Publications on International trade theory
Working Paper No. 699 | December 2011
Ricardian trade theory was based on the cost of labor at a time when grain and other consumer goods accounted for most subsistence spending. But today’s budgets are dominated by payments to the finance, insurance, and real estate (FIRE) sector and to newly privatized monopolies. This has made FIRE the determining factor in trade competitiveness.

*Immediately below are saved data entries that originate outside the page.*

PR #3063, opened 2021-03-12
Remove mention of dartdevc from analysis options page

parlough:
I'm not sure this mention of a resource makes a lot of sense anymore as it's a tool for compiling and debugging web applications rather than a static analysis tool. 

I believe in the past this page had a lot of mentions of strong mode and how dartdevc only supported it or something along those line, but those mentions aren't relevant and do not exist anymore.

_Sorry if this PR ends up appearing multiple times, Github is being flaky and providing me with lots of unicorns!_


kwalrath (approved):
Thanks, @parlough!

PR #3066, opened 2021-03-13
Correct sample code of 'Effective Dart: Usage' page

ngdangtu-vn:
On production site: https://dart.dev/guides/language/effective-dart/usage#dont-allow-an-import-path-to-reach-into-or-out-of-lib

The sample code above the line '_Dart thinks those are imports of two completely unrelated libraries._' has wrong a format. It supports to be 2 sample codes. One's good and one's bad each has one line. But it got mixed into one bad sample. Therefore I separated it.

This isn't rocket science, so I didn't do a local build to test. But I make sure to double check the syntax so it should display properly. (The reasons I couldn't do that yet due to I having some trouble with `rvm`.)


ngdangtu-vn:
@googlebot I signed it!

kwalrath (changes requested):
Actually, I'm pretty sure that @munificent meant this sample to be the way it is — he's illustrating that the same file imports `api.dart` in two ways.

However, this rule _could_ use a _good_ example, down at the bottom. Maybe something like this:

> Instead, when you need to reach into a package’s lib directory (even from the same package’s test directory or any other top-level directory), use a package: import:
>
> import 'package:my_package/api.dart';
>
> A package should never reach out of its lib directory and import libraries from other places in the package.

ngdangtu-vn (commented):
Then I will remove the 'bad' example which leaves sample only. Also adding the good example as you suggested. How's about it?

src/_guides/language/effective-dart/usage.md
```diff
@@ -101,7 +101,6 @@ my_package
 
 And say `api_test.dart` imports `api.dart` in two ways:
 
-{:.bad}
```
kwalrath, line 104: We should leave this line in. It's **bad** to import the same library two different ways.

src/_guides/language/effective-dart/usage.md
```diff
@@ -117,6 +116,13 @@ Instead, when you need to reach into a package's `lib` directory
 (even from the same package's `test` directory
 or any other top-level directory),
 use a `package:` import.
+
+{:.good}
+<?code-excerpt "test/api_test.dart"?>
```
kwalrath, line 121: We'll need to change the excerpt tag and the test/api_test.dart file to make the build work, but I can handle that.

kwalrath:
Fixes #3124

kwalrath (approved):

PR #3068, opened 2021-03-15
Remove library tour hyperlink

hrishikesh-kadam:
May be not required because `_dart-io-tour.md` page itself is displayed on the `library-tour.md` page.


kwalrath (approved):
Nice, catch. Thanks!

PR #3400, opened 2021-07-18
Document using Deprecated annotation with message parameter

### LINKED ISSUE #3397: Switch primary documentation from @deprecated to @Deprecated in language tour
In the [Metadata section](https://dart.dev/guides/language/language-tour#metadata) of the language tour we document `deprecated` but not the `Deprecated(String message)` annotation.

Since the rule(https://dart.dev/tools/linter-rules#provide_deprecation_message) to use the message constructor is included in the core set of lints, we should at least mention it, but also focus the documentation on it.

parlough:
Closes #3397


parlough:
Rebased on the main branch to fix conflicts.

kwalrath (approved):

PR #3405, opened 2021-07-20
Add arm64 (Apple M1) support in SDK archive

mit-mit:


src/tools/sdk/dart_sdk_archive/lib/src/version_selector.dart
```diff
@@ -144,13 +144,30 @@ class VersionSelector {
...
+        // No Mac 32-bit SDK builds after 2.80
         if (name == 'macOS' && platformVariant.architecture == 'ia32') {
-          // No Mac 32-bit SDK builds >= 2.80
           if (versionInfo.version > Version(2, 7, 0)) {
             continue;
           }
         }
 
+        // No Mac arm64 SDK builds before 2.14.0, after July 1st 2021, and not in stable yet.
+        // TODO: After 2.14 simply change these tests to versionInfo.version >= Version(2,14,0).
```
athomas, line 155: What about simply checking for `>= 2.14.0-216.0.dev` (the first dev version that had signed builds)?

We could also pick any arbitrary later dev version (`2.14.0-281.0.dev` would be the first in July that was published to dart.dev).

Then it could be:

```dart
versionInfo.version >= Version(2, 14, 0, pre: '281.0.dev')
```

Older beta versions would be before that and all 2.13.x stable versions as well so we wouldn't need the date or stable channel check.

athomas (approved):

src/tools/sdk/dart_sdk_archive/lib/src/version_selector.dart
mit-mit: PR updated, PTAL

mit-mit:
Also added the compiled output

src/tools/sdk/dart_sdk_archive/lib/src/version_selector.dart
```diff
@@ -144,13 +144,26 @@ class VersionSelector {
...
         }
 
+        // No Mac arm64 SDK builds before 2.14.0-281.0.dev, and not in stable yet.
+        // TODO: After 2.14 simply change these tests to versionInfo.version < Version(2,14,0).
+        if (name == 'macOS' && platformVariant.architecture == 'arm64') {
+          if (versionInfo.version < Version(2, 14, 0, pre: '281.0.dev')) {
+            continue;
+          }
+
+          if (versionInfo.channel == 'stable') {
```
athomas, line 161: Why keep that? For now, it's dead code (`2.13.x` is less than `2.14.0-281.0.dev` so on stable this if is never reached) and when 2.14.0 is released it will be wrong to skip stable (at least according to the TODO above).

mit-mit: I don't want to automatically show up in stable until we know for sure that everything works are intended.

athomas: LGTM then.

src/tools/sdk/dart_sdk_archive/lib/src/util.dart
```diff
@@ -39,6 +39,7 @@ const Map<String, String> archiveMap = {
   'Windows': 'windows',
   'ia32': 'ia32',
   'x64': 'x64',
+  'arm64': 'arm64',
   'ARMv7': 'arm',
   'ARMv8 (ARM64)': 'arm64',
```
kwalrath, line 44: It's a little confusing to see both arm64 & ARM64 in the table. I supposed you only see it when **OS** is **All**, but... can we make them more consistent?

image

mit-mit: We can certainly change `arm64` to `ARM64` on macOS, and it looks like Apple also uses that:
https://developer.apple.com/documentation/xcode/writing-arm64-code-for-apple-platforms

PR #3407, opened 2021-07-20
Update and clean up SDK archive tools

parlough:
- Update dependencies
- Switch back to official platform detect now that it has a null safe release
- Switch to recommended lints
- Format and order Dart files
- Switch from pedantic's `unawaited` to an ignore comment
- Minor doc updates

### DIFF
--- a/src/tools/sdk/archive/pubspec.yaml
+++ b/src/tools/sdk/archive/pubspec.yaml
@@ -1,11 +1,13 @@
 name: download_archive
 description: Display a list of downloads for dart.dev.
 environment:
-  sdk: '>=2.12.0 <3.0.0'
+  sdk: '>=2.13.0 <3.0.0'
+
 dependencies:
   dart_sdk_archive:
     path: ../dart_sdk_archive
+
 dev_dependencies:
   build_runner: ^2.0.0
-  pedantic: ^1.11.0
   build_web_compilers: ^3.0.0
+  lints: ^1.0.0
--- a/src/tools/sdk/dart_sdk_archive/lib/src/run_app.dart
+++ b/src/tools/sdk/dart_sdk_archive/lib/src/run_app.dart
@@ -2,7 +2,6 @@ import 'dart:html';
 
 import 'package:dart_sdk_archive/src/version_selector.dart';
 import 'package:http/browser_client.dart';
-import 'package:pedantic/pedantic.dart';
 import 'package:sdk_builds/sdk_builds.dart';
 
 Future<void> runApp() async {
@@ -32,7 +31,10 @@ Future<void> runApp() async {
     querySelector('#dev-os') as SelectElement,
   );
 
-  unawaited(stableSelector.init());
-  unawaited(betaSelector.init());
-  unawaited(devSelector.init());
+  // ignore: unawaited_futures
+  stableSelector.init();
+  // ignore: unawaited_futures
+  betaSelector.init();
+  // ignore: unawaited_futures
+  devSelector.init();
 }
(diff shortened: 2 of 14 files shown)


src/tools/sdk/archive/pubspec.yaml
```diff
@@ -1,11 +1,14 @@
...
 dependencies:
   dart_sdk_archive:
     path: ../dart_sdk_archive
+
 dev_dependencies:
   build_runner: ^2.0.0
-  pedantic: ^1.11.0
   build_web_compilers: ^3.0.0
+  lints: ^1.0.0
+  pedantic: ^1.11.0
```
kwalrath, line 14: Do we really need pedantic?

src/tools/sdk/dart_sdk_archive/pubspec.yaml
```diff
@@ -1,19 +1,21 @@
...
 
 dev_dependencies:
-  build_runner: ^1.12.0
-  build_web_compilers: ^2.16.0
+  build_runner: ^2.0.0
+  build_web_compilers: ^3.0.0
   dart_style: ^2.0.0
   grinder: ^0.9.0
+  lints: ^1.0.0
   pedantic: ^1.11.0
```
kwalrath, line 20: Delete pedantic?

kwalrath (approved):
I see a couple of references to pedantic remain... Do we really need them? Otherwise, LGTM!

kwalrath:
None of the code changes looks controversial, but I still hesitate to merge without an engineer taking a look.

parlough:
@kwalrath We were using pedantic to mark unawaited futures, but since pedantic is deprecated and we can do that with comments instead, I've removed it in the latest commit.

src/tools/sdk/archive/_README.md
```diff
@@ -6,4 +6,4 @@ If you modify that Dart code for this page, don't forget to regenerate
 the JavaScript:
 
     cd src/tools/sdk/archive
-    pub run build_runner build --release --output out
+    dart run build_runner build --release --output out
```
domesticmouse, line 9: This works now? Or should it be `dart pub run build_runner build --release --output out` ?

src/tools/sdk/dart_sdk_archive/lib/src/run_app.dart
```diff
@@ -32,7 +31,10 @@ Future<void> runApp() async {
     querySelector('#dev-os') as SelectElement,
   );
 
-  unawaited(stableSelector.init());
-  unawaited(betaSelector.init());
-  unawaited(devSelector.init());
+  // ignore: unawaited_futures
```
domesticmouse, line 34: I have a vague recollection that `unawaited` was on it's way into the core libraries? @johnpryan probably knows this better than I do.

domesticmouse (approved):

domesticmouse:
Just a couple of open questions, but not meant to be blocking

src/tools/sdk/archive/_README.md
mit-mit: Yes, this works

src/tools/sdk/dart_sdk_archive/lib/src/run_app.dart
parlough: Yep, but it won't be added until at least the next stable release, so don't want to rely on it yet. Here's a link to the new `unawaited` docs: https://api.dart.dev/dev/dart-async/unawaited.html

parlough:
Rebased this on the latest arm64 -> ARM64 changes and waiting for tests to pass. Thanks for the reviews.

src/tools/sdk/archive/_README.md
parlough: This is gone over in more detail in the (newer) `dart run` page: https://dart.dev/tools/dart-run#in-a-depended-on-package

PR #3409, opened 2021-07-21
Documenting `false_secrets` in `pubspec.yaml`

jonasfj:
Implementation on `pub` client: https://github.com/dart-lang/pub/pull/3049.

--------

Many of the patterns and heuristics for detection of leaks are adopted from [How Bad Can It Git?](https://www.ndss-symposium.org/wp-content/uploads/2019/02/ndss2019_04B-3_Meli_paper.pdf) and [awslabs/git-secrets](https://github.com/awslabs/git-secrets).
We could perhaps consider mentioning these in the documentation, to help people better understand what kind of heuristics is employed for leak detection.

--------

This won't ship until Dart 2.15, I'm not planning to sneak in new features right before the window closes.

### DIFF
--- a/src/tools/pub/pubspec.md
+++ b/src/tools/pub/pubspec.md
@@ -70,6 +70,11 @@ A pubspec can have the following fields:
 : Optional. Specify where to publish a package.
   [_Learn more._](#publish_to)
 
+`false_leaks`
+: Optional. Specify git-ignore style patterns for files to ignore when warning
+  against potential leak of secrets before publishing.
+  [_Learn more._](#false_leaks)
+
 Pub ignores all other fields,
 
 <aside class="alert alert-info" markdown="1">
@@ -272,6 +277,38 @@ publish_to: none
 {% endprettify %}
 
 
+### False_leaks
+
+When publishing leak detection on the client will abort publishing if it finds
+potential leaks of secret credentials, API keys and cryptographic keys in files
+to be published.
+While detection of possible secrets relies on advanced heuristics using regular
+expressions and entropy thresholds, the detection is not perfect.
+If the leak detection reports a _false positive_ you can specify a list of
+[git-ignore patterns][git-ignore-format] under `false_leaks` in `pubspec.yaml`.
+
+The leak detection will ignore any files matching a pattern in `false_leaks`.
+The example below ignores the file `lib/src/file_with_hardcoded_api_key.dart`
+and all `.pem` files in the `test/localhost_certificates/` folder. Starting a
+[git-ignore pattern][git-ignore-format] with slash `/` ensures that is it only
+considered relative to the root folder.
+
+{% prettify yaml tag=pre+code %}
+false_leaks:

The major elements in US family budgets are housing (with prices bid up on credit), debt service, and health insurance—and wage withholding for financializing Social Security and Medicare. Industrial firms also have been financialized, using debt leverage to increase their return on equity. The effect is for interest to increase as a proportion of cash flow (earnings before interest, taxes, depreciation, and amortization, or EBITDA). Corporate raiders pay their high-interest bondholders, while financial managers also are using EBITDA for stock buybacks to increase share prices (and hence the value of their stock options).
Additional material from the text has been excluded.